Un géant et ses retombées
Il y a des morts qui sonnent la fin d’une époque. Celle de Jacques Parizeau, le 1er juin, a rappelé à quel point les bâtisseurs de pays sont rares dans l’histoire d’un peuple. Le départ de Monsieur, 20 ans après le référendum de 1995, a aussi mis en relief les défis du mouvement souverainiste. Le Parti québécois n’a remporté que deux timides victoires électorales depuis le Non d’il y a deux décennies — en 1998, avec moins de voix que les libéraux, et en 2012, avec une minorité des sièges à l’Assemblée nationale. Et le Bloc québécois s’est encore marginalisé au scrutin d’octobre dernier. Les indépendantistes sauront-ils faire renaître le goût du « pays » ?
Les croûtes de PKP
L’apprentissage est difficile pour Pierre Karl Péladeau. Couronné chef du Parti québécois en mai dernier, l’actionnaire de contrôle de l’empire Québecor a admis avant Noël avoir des « croûtes à manger » pour prendre ses aises. Jean Charest avait connu les mêmesdifficultés quand il avait été parachuté à la tête du Parti libéral du Québec en 1998. Il avait mis quatre ans avant de maîtriser les subtilités de la politique québécoise. Pour bien des observateurs, y compris au sein du PQ, le nouveau chef a peu de marge de manoeuvre. Son faux pas de cet automne, quand il a dû clarifier sa pensée sur l’indivisibilité du territoire québécois en cas d’indépendance, a laissé planer des doutes sur le jugement et la culture politique de l’homme d’affaires.
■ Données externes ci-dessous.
PR #260, opened 2021-11-26
hal: update cpu info & features

HBuczynski:
## Description

 - fix console
 - update cpu info & features for Cortex-M
 
## Types of changes

## How Has This Been Tested?

## Checklist:

## Special treatment

### DIFF
--- a/hal/armv7m/cpu.c
+++ b/hal/armv7m/cpu.c
@@ -165,29 +165,37 @@ char *hal_cpuInfo(char *info)
 
 #ifdef CPU_STM32
 	cpuinfo = _stm32_cpuid();
-	hal_strcpy(info, "STM32 ");
-	i = 6;
 #elif defined(CPU_IMXRT)
 	cpuinfo = _imxrt_cpuid();
-	hal_strcpy(info, "i.MX RT ");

« Super Coderre » à l’oeuvre
Pendant ce temps, la lune de miel entre Denis Coderre et les électeurs se poursuit de plus belle : le maire de Montréal reste le politicien le plus populaire au Québec, avec un taux de satisfaction record de 72 %, selon un sondage Léger publié en novembre. Le « maire téflon » a quand même subi des égratignures. Le rejet dans le fleuve de milliards de litres d’eaux usées, à cause de travaux à l’autoroute Bonaventure, a suscité la controverse. Denis Coderre a aussi dû défendre l’embauche de son ami Michel Dorais à 1800 $ par jour pour gérer l’arrivée des réfugiés syriens à Montréal. Pour le reste, l’hypermaire continue de cultiver son image de « gars de terrain » : il n’a pas hésité à détruire une dalle de béton de Postes Canada à coups de marteau-piqueur. Il a aussi été le premier politicien de l’histoire de Montréal à descendre dans un égout de la Ville. Sous l’oeil bienveillant des caméras, bien sûr.